Several limitations should be acknowledged. While providing valuable insights, the retrospective nature, the limited sample size, and the few cases in our study may limit the statistical power and restrict the generalisability of the findings. Specifically, the retrospective study design limited obtaining endoscopic results at the same time for each patient. The study was conducted at a single centre, which may introduce biases related to local clinical practices, patient demographics and treatment protocols, further limiting the external validity. Prospective multicentre studies with larger cohorts are necessary to validate these results and refine the pharmacokinetic-pharmacodynamic relationship further. Additionally, exploring the mechanisms behind the altered drug CL observed in patients with previous biological exposure could help in designing more effective treatment regimens. We acknowledge that the current frequency of 1 sample per patient during the maintenance phase may limit precision, and future studies should employ a higher sampling frequency to optimise outcome predictions. Perhaps, after the induction, the sampling before the 4th dose (week 14), every 6 months during the maintenance phase, and at flare-up of symptoms could be considered. Nevertheless, real-world clinical data are crucial for providing a more comprehensive perspective, and that is the greatest strength of this study.
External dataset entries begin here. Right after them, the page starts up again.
PR #365, opened 2020-02-24
Fix iscsi queue_depth configuration error and hard code of instance type of iscsi/monitoring nodes on aws

nick-wang:
Fix issue#357 and issue#258

Remove the hard code of instance type of iscsi/monitoring nodes, since it is different per region.
Correct the queue_depth configuration of iscsi pillar file.

### DIFF
--- a/aws/README.md
+++ b/aws/README.md
@@ -130,7 +130,11 @@ These are the relevant files and what each provides:
 
 In [terraform.tfvars](terraform.tfvars.example) there are a number of variables that control what is deployed. Some of these variables are:
 
-* **instancetype**: instance type to use for the cluster nodes; basically the "size" (number of vCPUS and memory) of the instance. Defaults to `t2.micro`.
+* **instancetype**: instance type to use for the hana cluster nodes; basically the "size" (number of vCPUS and memory) of the instance. Defaults to `r3.8xlarge`.
+* **netweaver_instancetype**: instance type of netweaver node; basically the "size" (number of vCPUS and memory) of the instance. Defaults to `r3.8xlarge`.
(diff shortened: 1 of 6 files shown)


nick-wang:
> Hi @nick-wang ,
> I think that for some recent changes, the monitoring and iscsi server code is now in modules, so this change would have conflicts (and it has).
> Besides that, I would split the image of monitoring and iscsi in 2 different variables (maybe with the modules they are not even named `instancetype`...).
@arbulu89 No problem, I can modify and test again based on the new change.
For sure, i can split the variables for monitoring/iscsi images. But i assume most of time, they are using the minimum standard image. So my idea
is we have a default less cost(free tier) instancetype, like `t2.micro`. Then have 2 variables for monitoring and iscsi image but by default is empty. It will replace the `free tier` image unless explicit defined. In this case, customer doesn't need to remember modify all the `free tier` images when switch to a new region.
How do you think of it? 

(My AWS account is expired... i will ask Diego for the access of team account if it is OK)

> 
> About the `depth` thing, I don't really know what's the difference, so I trust in your change hehe

I meet a error message in iscsi server about the unknown parser of `queue_depth` of iscsi pillar. I forget to copy the content. If you have the iscsi node, maybe you can find the error in system log.
For sure, the `queue_depth` didn't effect with the original configuration. For the new method of configuring in iscsi configuration, i did check the result in my deployment.

arbulu89:
@nick-wang Yes, I like that. Have the a small instance type by default, being able to be changed. And the same for the image, yes, do this.

Thanks!

nick-wang:
@arbulu89 merged with the latest change and split the instancetype of iscsi/monitoring.

nick-wang:
Thanks for the review.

In summary, while trough concentration provides useful information for TDM, VDZ CL offers a more robust and clinically relevant predictor of remission in IBD patients. By understanding CL, we can more accurately tailor dosing regimens to individual patient needs, ultimately enhancing therapeutic outcomes and achieving sustained remission. Furthermore, our ongoing prospective research aims to further investigate the potential of not only CL but also other exposure metrics as surrogates of response and remission in IBD patients. This could provide deeper insights into optimising VDZ therapy.

5. Conclusions

The findings of this study explore various factors of VDZ PK variability and point out a 26.4% increase in VDZ CL with prior anti-TNFα treatment. Moreover, VDZ CL emerged as a more robust and clinically relevant predictor of remission in IBD patients, potentially serving as a PD marker as it can reflect disease activity. Our results reinforce the potential role of CL as a surrogate for remission in IBD patients undergoing VDZ therapy. Future research should focus on exploring the role of VDZ CL together with identifying appropriate exposure metrics to better predict treatment response on evaluating the value of TDM and MIPD-TDM in VDZ optimisation, exploring its PK profile and exposure-response relationship in acute severe UC and fistulizing CD, and assessing its PK in paediatric IBD patients. Additionally, comparative studies of the PK profile of VDZ in comparison to other monoclonal antibodies are needed to identify potential similarities and differences that could inform overall personalised biologics therapy in IBD treatment.